Resolution 2475 (2023)

Parliamentary Assembly
Assembly debate on 23 January 2023 (2nd sitting) (see Doc. 15591, report of the Committee on Legal Affairs and Human Rights, rapporteur: Mr Pieter Omtzigt; and Doc. 15672, opinion of the Committee on Social Affairs, Health and Sustainable Development, rapporteur: Mr Stefan Schennach). Text adopted by the Assembly on 23 January 2023 (2nd sitting).See also Recommendation 2244 (2023).
1. The Parliamentary Assembly recalls its Resolution 2091 (2016) “Foreign fighters in Syria and Iraq” and Resolution 2190 (2017) “Prosecuting and punishing the crimes against humanity or even possible genocide committed by Daesh”. It reiterates its position that “individuals who act in the name of … Daesh … have perpetrated acts of genocide and other serious crimes punishable under international law” and that “there is conclusive evidence that Daesh has committed genocidal acts against members of the Yazidi, Christian and non-Sunni Muslim minorities”. Many of these acts, such as enslavement, sexual slavery, rape, imprisonment, torture and murder, also amount to war crimes and crimes against humanity.
2. The Assembly notes that both the United Nations Independent International Commission of Inquiry on the Syrian Arab Republic in 2016 and the United Nations Investigative Team to Promote Accountability for Crimes Committed by Da’esh/ISIL (UNITAD) in 2021 concluded that Daesh had committed genocide against the Yazidis.

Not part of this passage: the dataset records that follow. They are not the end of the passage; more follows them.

PR #272, opened 2026-06-24
feat(run): forward update + goto on resume (langgraph 1.4.5)

danny-avila:
## Summary

Extends the SDK's `Run.resume()` to forward `update` + `goto` into the resume `Command` (langgraph 1.4.5), so a human-in-the-loop approval can **commit a state edit and reroute in the same superstep** (one checkpoint, no flicker) — not just resume.

- `resume()` gains an optional 4th param `commandOptions?: Pick<ConstructorParameters<typeof Command>[0], 'update' | 'goto'>`, threaded into `new Command({ resume, update?, goto? })` (`src/run.ts`).
- **Backward-compatible:** existing `resume(value, config, streamOptions?)` callers are untouched — `update` is omitted and `goto` stays `[]` unless the caller sets them.
- This is the concrete HITL-resume capability flagged in the durable-substrate design (#271): `resume()` previously only built `Command({ resume })`.

Self-contained in `run.ts` — no overlap with the in-flight `runtime.state` (ToolNode/MultiAgentGraph) or stream-dispatch work, and doesn't depend on the durable-checkpointer decisions.

## Testing

`npm run build` clean. New `Run.create`-harness test asserts the resume `Command` carries `update` + (array-normalized) `goto`, and that omitting `commandOptions` leaves `update` undefined / `goto` `[]`. Full deterministic suite green (135 suites / 2481 tests).

### DIFF
--- a/src/run.ts
+++ b/src/run.ts
@@ -1139,6 +1139,20 @@ export class Run<_T extends t.BaseGraphState> {
     return cp == null ? 0 : cp.rewind();
   }
 
+  /**
+   * Resume an interrupted run. `commandOptions` forwards langgraph 1.4.5
+   * `Command` fields applied together with `resume` in one superstep:
+   * - `update`: channel updates committed at the resume point. On a *rebuilt*
+   *   Run (new instance + durable checkpointer), `update.messages` are the first
+   *   write the fresh wrapper sees, so they seed the `getRunMessages()` /
+   *   `returnContent` baseline and are excluded from them (still committed to the
+   *   checkpoint). Hosts that rebuild + inject messages should persist them
+   *   directly or read from `getState`. Unreachable without a durable checkpointer.
+   * - `goto`: a *dynamic* edge that does not cancel static `addEdge` routes. On
+   *   the built-in standard graph the fixed `toolNode -> agentNode/END` edge still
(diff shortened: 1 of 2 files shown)


danny-avila:
@codex review

danny-avila:
@codex review

danny-avila:
On the P2 about input `Command` fields: langgraph 1.4.5 **does** honor `update`/`goto` on an input (resume) Command. The input Command runs through `mapCommand` (`pregel/io.js:30`), which emits writes for `resume` (L48-61), `update` (L62-74), and `goto` (L32-47); `pregel/loop.js:648` calls `mapCommand(this.input, ...)` when `isCommand(this.input)`, and `loop.js:662,679` has a dedicated `isCommandUpdateOrGoto` input path.

Fair point that the prior test only inspected the constructed object. Added an executing test (`hitl.test.ts`) that interrupts on a tool, resumes via `Run.resume(decision, config, undefined, { update: { messages } })`, then reads the committed state back with `graph.getState` and asserts the injected message is present and the resume completed. It exercises the real `streamEvents` path. Full HITL suite green (60/60).

danny-avila:
@codex review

UNITAD has also identified evidence of crimes committed against other groups, such as Shia, Christians and other communities.
3. Numerous national parliaments have also formally condemned Daesh’s actions as genocide or crimes against humanity. Several criminal courts in Council of Europe member States have convicted Daesh members of terrorism-related offences, war crimes and crimes against humanity committed in Syria and Iraq. In 2021, a German court convicted an Iraqi Daesh member of genocide, crimes against humanity and war crimes, for cuffing a five-year-old Yazidi girl to a window in the scorching heat and letting her die in front of her mother, motivated by the intent to eliminate the Yazidi religious minority. This is the first time that a court, anywhere in the world, has recognised as genocidal a crime committed against a Yazidi victim.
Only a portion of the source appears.